For example, an RFID reader 102 may cycle through a plurality of RFID antenna(s) 101 during a scanning interval, transmit interrogation signals through each antenna at a specified transmit power level, receive response signals from RFID tags, and associate the resulting signal data with antenna identifiers stored in structured tag read records. During margin testing, RFID reader 102 may adjust transmit power or session parameters for a selected antenna while maintaining constant parameters for other antennas, enabling comparative evaluation of tag readability across antenna coverage regions.
In certain embodiments, the RFID antenna(s) 101 are deployed as part of a distributed reader architecture in which multiple RFID readers and associated antennas communicate over a shared network. In such configurations, RFID antenna(s) 101 may operate under the control of a local RFID reader 102 while participating in coordinated scanning, tuning, or load distribution operations with other RFID readers. The placement, configuration, and operational characteristics of the RFID antenna(s) 101 may vary based on deployment requirements without departing from the scope of the disclosure.
RFID tag(s) 104 are operable to store identifying information and to transmit radio frequency response signals in response to interrogation signals received from RFID reader 102 via one or more RFID antenna(s) 101. The RFID tag(s) 104 are further operable to generate response signals that encode tag identifiers and, in certain embodiments, additional data fields that may be decoded by RFID reader 102 to produce structured tag read data.
More specifically, the RFID tag(s) 104 may comprise passive tags, semi-passive tags, or active tags, each configured to communicate with RFID reader 102 using radio frequency signaling protocols. Passive RFID tag(s) 104 may derive operating power from interrogation signals transmitted by RFID reader 102, while active RFID tag(s) 104 may include an internal power source enabling periodic or event-driven signal transmission. The RFID tag(s) 104 may encode unique identifiers and optional data values within memory elements that are accessed and transmitted in response to interrogation sequences.
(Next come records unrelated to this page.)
PR #298, opened 2026-06-23
adding exact propagator as default

gvarnavi:
This PR changes the default propagation order in `FourierMultislice` from the paraxial approximation to `order="exact"`.

The exact propagator now correctly handles spatial frequencies beyond the free-space cutoff (`k > k₀`) by treating them as evanescent waves rather than propagating modes. The implementation:

* Uses the exact free-space propagation kernel.
* Separates propagating (`k ≤ k₀`) and evanescent (`k > k₀`) components.
* Applies exponential decay to evanescent components through the imaginary part of the longitudinal wavevector.
* Uses numerically stable evaluation of `√(1-x) - 1` near `x = 0`.

This improves physical correctness for simulations containing high spatial frequencies while remaining fully backward compatible for propagating modes.

[higher-order-ms-pr.ipynb](https://github.com/user-attachments/files/29241258/higher-order-ms-pr.ipynb)


abtem/multislice.py
```diff
@@ -49,31 +50,70 @@ def _fresnel_propagator_array(
...
+    propagating = x <= 1.0
+    evanescent = x > 1.0
 
-    # Propagator corrected in Fourier-space, only valid for order=2
-    # Eq. (4) from Microscopy and Microanalysis (2020), 26, 1147-1157
-    if order == 2:
-        f = f * complex_exponential(
-            (-np.pi * thickness * wavelength**3) / 4.0 * (kx**4 + ky**4)
+    if order == "exact":
+        phase = xp.empty_like(x, dtype=xp.complex64)
```
TomaSusi: One should not manually set the dtype, but rather respect the abTEM config that controls float32/float64 (and corresponding complex64, complex128) precision.

This is how this is canonically done with a utility helper (with the `complex = True` argument relevant for this case)

```
from abtem.core.utils import get_dtype
dtype = get_dtype(complex=True)
```

TomaSusi (commented):
One dtype issue flagged.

The RFID tag(s) 104 interact with RFID reader 102 by receiving interrogation signals transmitted through RFID antenna(s) 101 and emitting corresponding response signals that include encoded tag data. The response signals may be modulated in accordance with RFID communication standards and received by RFID antenna(s) 101, which convey the resulting radio frequency signal data to RFID reader 102. The RFID reader 102 parses the received signal data to extract tag identifiers, signal strength values, timing information, and antenna association metadata used during debounce evaluation, margin testing, and tuning operations.
In certain embodiments, a subset of RFID tag(s) 104 may be deployed as reference tags positioned at known or predetermined locations within a monitored environment. These reference tags are operable to produce consistent response characteristics that may be evaluated by RFID reader 102 during margin testing and continuous tuning. Tag read data associated with the reference tags may be compared against stored reference values to detect variation in operating conditions and to support automated recalibration of reader configuration parameters.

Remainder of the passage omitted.